Childhood interstitial lung disease, caused by genetic, immunological, and developmental lung issues, leads to interstitial lung abnormalities and impaired gas exchange, complicating diagnosis and classification (Kurland et al., 2013; O’Reilly et al., 2015). Most symptoms occur at infancy, in particular, unexplained respiratory distress in full-term neonates (O’Reilly et al., 2015), as observed in our patient. Male patients with respiratory phenotypes associated with rare FLNA loss-of-function mutations can survive into infancy owing to residual protein function but often experience a severe course (Desnous et al., 2024). De Wit et al. (2011b) first reported lung disease in patients with FLNA mutation. Patients with lung diseases related to FLNA mutations have a higher incidence of pneumonia, lung developmental defects, and respiratory failure, which can manifest at infancy (Sasaki et al., 2019). Abnormal FLNA interactions affect pulmonary viscoelastic properties and impair alveolar formation and growth (Meliota et al., 2022). Our patient had a slightly lower birth weight for gestational age and pulmonary hypoplasia requiring surfactant replacement therapy. Repeated imaging findings suggested emphysematous changes in the lungs. Additionally, the patient experienced recurrent respiratory failure at 2 months of age, with imaging findings suggestive of interstitial lung abnormalities. Similarly, Kinane et al. (2017) reported multiple unsuccessful extubation attempts. Cardiac color Doppler ultrasound of our patient revealed an increased pulmonary artery forward flow velocity, potentially indicating early pulmonary hypertension (PH), a rare manifestation in carriers of FLNA mutations (Hirashiki et al., 2017; Kinane et al., 2017). Pulmonary computed tomography and invasive hemodynamic assessment via catheterization were deferred owing to the high-risk condition of the patient and heightened radiosensitivity of infant tissues, and also based on the as-low-as-reasonably-achievable principle. Nevertheless, his persistent lung disease and hypoxemic respiratory failure, which are recognized in FLNA-related disorders, may have contributed to the development of PH and created a vicious cycle of clinical decline. Owing to the poor prognosis of PH, genetic testing is advised for pediatric cases. Moreover, pre-transplant evaluation may be considered, as CHD in FLNA-related disorders can complicate PH diagnosis (Demirel et al., 2018).
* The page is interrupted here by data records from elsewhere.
PR #148, opened 2023-07-30
Fix ball-convex manifolds missing contacts in corner cases

Ralith:
When a ball's origin lay directly on a surface, no contact was found. While the contact normal is ambiguous in this case, we can make up something plausible.

This was causing me considerable confusion in some unit tests, where trivially intersecting ball-triangle tests were failing with contact manifolds.


sebcrozet:
Thanks!

PR #151, opened 2023-08-05
deps: Update `num-derive` from `0.3` to `0.4`.

waywardmonkeys:
This removes the usage of `syn` v1 as it updated to using v2.


sebcrozet:
Thanks!

PR #158, opened 2023-08-27
deps: Update `indexmap` from `1` to `2`

waywardmonkeys:
This is only used when `enhanced-determinism` is enabled.

### DIFF
--- a/crates/parry2d-f64/Cargo.toml
+++ b/crates/parry2d-f64/Cargo.toml
@@ -54,7 +54,7 @@ approx          = { version = "0.5", default-features = false }
 serde           = { version = "1.0", optional = true, features = ["derive"] }
 rkyv            = { version = "0.7.41", optional = true }
 num-derive      = "0.4"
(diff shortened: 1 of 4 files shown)


waywardmonkeys:
There's an interesting detail here in that even before this, the tests fail for `cargo test --features enhanced-determinism,serde-serialize` ... but they fail same way with and without this update. (Should probably file a bug about that test failure...)

waywardmonkeys:
This fails for the cuda build as that uses a set version of the nightly from 2021 and `hashbrown`, a dependency of `indexmap` has an MSRV of 1.64.

It feels like this will become an increasingly common issue as many crates are ramping up their MSRV to more recent versions than the old nightly that Cuda support requires.

waywardmonkeys:
@sebcrozet I've rebased this forward and fixed the merge conflicts.

sebcrozet:
Fantastic, thanks!

PR #160, opened 2023-08-28
clippy: Fix mem_replace_with_default.

waywardmonkeys:
When replacing something with the default value, can juse use `take` instead.


sebcrozet:
Thanks!

PR #163, opened 2023-09-10
Fix voxel dim calc

robtfm:
square flat shapes cause the voxel dimensions to be miscalculated and allocate vastly more voxels than intended. see [v-hacd latest](https://github.com/kmammou/v-hacd/blob/454913fad7d4071f374e3d9aee3e6ccc98bca84d/include/VHACD.h#L5113)


sebcrozet:
Thanks! CI failure is not caused by this PR.

PR #165, opened 2023-09-17
If we have less than 3 points return empty convex hull

Aceeri:
Ran into this issue where providing a single point would panic rather than just return `None` when creating a convex hull collider.


sebcrozet:
Thank you! I modified the code so it returns an error instead of an empty convex hull if less than 3 points are provided.

Issue #157, opened 2023-08-26
Frustum-frustum intersection jitter


Davidster:
Hello! 

First of all: thank you for the incredible library 😄

I am experiencing some unexpected behaviour and was wondering if someone could help me troubleshoot it. I want to test if two frustums are intersecting but it seems to be producing inconsistent results as can be seen in the video below:

https://github.com/dimforge/parry/assets/2389735/8052bdf9-3d63-4dc9-b6f1-6a92eb9b098b

Here is how I am implementing the test:

```rust
impl FrustumDescriptor {
    pub fn frustum_intersection_test(
        &self,
        other: &FrustumDescriptor,
    ) -> Option<rapier3d::parry::query::contact::Contact> {
        rapier3d::parry::query::contact::contact(
            &rapier3d::na::Isometry::identity(),
            &self.to_convex_polyhedron(),
            &rapier3d::na::Isometry::identity(),
            &other.to_convex_polyhedron(),
            0.0,
        )
        .unwrap()
    }

    pub fn to_convex_polyhedron(&self) -> ConvexPolyhedron {
        let points: Vec<_> = self
            .to_basic_mesh()
            .vertices
            .iter()
            .map(|vertex| Point::from(vertex.position))
            .collect();
        ColliderBuilder::convex_hull(&points)
            .expect("Failed to construct convex hull for frustum")
            .build()
            .shape()
            .as_convex_polyhedron()
            .unwrap()
            .clone()
    }
}
```

I'm using the same to_basic_mesh() function to display the frustum in my debug setup as in the video, so I'm quite sure the vertices are OK. For full details on the implementation you can check out this [commit](https://github.com/Davidster/ikari/commit/09982380d42d85e5adeaedbffc1ad199aa58cd96)

Davidster:
Update: added unit test

Davidster:
After further investigation (and producing a failing case with intersection_test), I eventually tried with f64 and everything worked fine. I will most likely be switching to rapier_f64

Davidster:
Here is my second failing unit test for intersection_test:

https://github.com/Davidster/parry/blob/4edb6863635adf39f2b937da31ac4a82a12428b8/crates/parry3d/tests/geometry/convex_polyhedra_intersection.rs

Ughuuu:
Ok, was looking into this a bit more and read a little bit about EPA algorithm. It appears the EPA algorithm can go indefinitely as long as a better result is found (which is not the case here, at least for me it is not).
[...]

PR #167, opened 2023-10-04
return contact even in case the epa algorithm gets stuck.

Ughuuu:
Fixes https://github.com/dimforge/parry/issues/157

Still investigating if it doesn't break anything else.


Ughuuu:
Will come back if I see it working, still investigating. Seems to work, but am not 100% sure.

PR #170, opened 2023-11-05
Some parts of lib in no_std with alloc. Tests pass

hatmajster:
**This is ready, but not complete work, some things are still gated. I just tried to make it compile first, then for tests to pass. As it happened, here's the PR. I still have not used it in real product, and I did it blindly, so its a draft for now, though I don't expect much more work to be done here. Please verify carefully. Testing/review appreciated.**
I have no idea how to split this, organize etc. Any opinions, refactor ideas appreciated. I tried to not change as much code as possible, sometimes it doesn't make any sense, sometimes looks stupid. But essentially all commits should compile in some way using `no_std` and `alloc` features.
PR requires this: https://github.com/Stoeoef/spade/pull/92, so you can see this dependency in Cargo.toml for now. If it will be merged, I'll change dependency here.
As I wrote in the beginning I would like for this to not be full "no_std+alloc". Some parts are still gated. Its just a good start I hope, and if it gets merged I hope the rest may be done quickly. But I can of course add more if someone advise so. My main fear is that I just don't know if any of this actually works, so I would prefer to scope low.

### DIFF
--- a/crates/parry2d/Cargo.toml
+++ b/crates/parry2d/Cargo.toml
@@ -19,8 +19,8 @@ maintenance = { status = "actively-developed" }
 [features]
 default = [ "required-features", "std" ]
 required-features = [ "dim2", "f32" ]
-alloc   = [ "hashbrown", "num-traits/libm", "nalgebra/alloc" ]
-std     = [ "nalgebra/std", "slab", "rustc-hash", "simba/std", "arrayvec/std", "spade" ]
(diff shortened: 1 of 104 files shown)


sebcrozet:
Thank you. Sorry for getting to this late. This seems to already be fixed on master now as I cannot reproduce it. Please reopen if that’s not the case.

PR #179, opened 2024-02-11
add a Debug impl for SharedShape

whatf0xx:
Based on this issue in rapier: https://github.com/dimforge/rapier/issues/577

I implemented Debug for SharedShape by using the trait method to get the ShapeType, and then using that as the basis of the debug info. 

This is my first PR, I hope it's ok! I will post a corresponding one to rapier.

### DIFF
--- a/src/shape/compound.rs
+++ b/src/shape/compound.rs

We discovered a novel loss-of-function mutation in FLNA associated with multi-organ involvement in a male patient, particularly atypical respiratory and gastrointestinal symptoms. This finding expands the phenotypic range of FLNA-related disorders, suggesting a role for FLNA in lung development, intestinal motility, and immune function. However, the lack of assessment of FLNA expression in intestinal tissues, quantitative assessment of immune cell functionality, and functional validation of FLNA—including measurement of residual protein expression—restricts causal conclusions. Furthermore, morphological features were not documented photographically owing to the patient’s demise, preventing visual validation. Future studies should delve deeper into the potential role of FLNA in the involved organ systems and determine whether earlier interventions could have changed the reported outcomes.

In conclusion, this case expands the phenotypic spectrum of a rare FLNA nonsense mutation by delineating between well-established, typical manifestations and severe, nonspecific complications that likely represent the downstream effects of multisystem failure and immune dysregulation. This distinction refines the phenotypic map of FLNA-related disorders and underscores the importance of vigilant multi-organ surveillance and early aggressive management in affected patients.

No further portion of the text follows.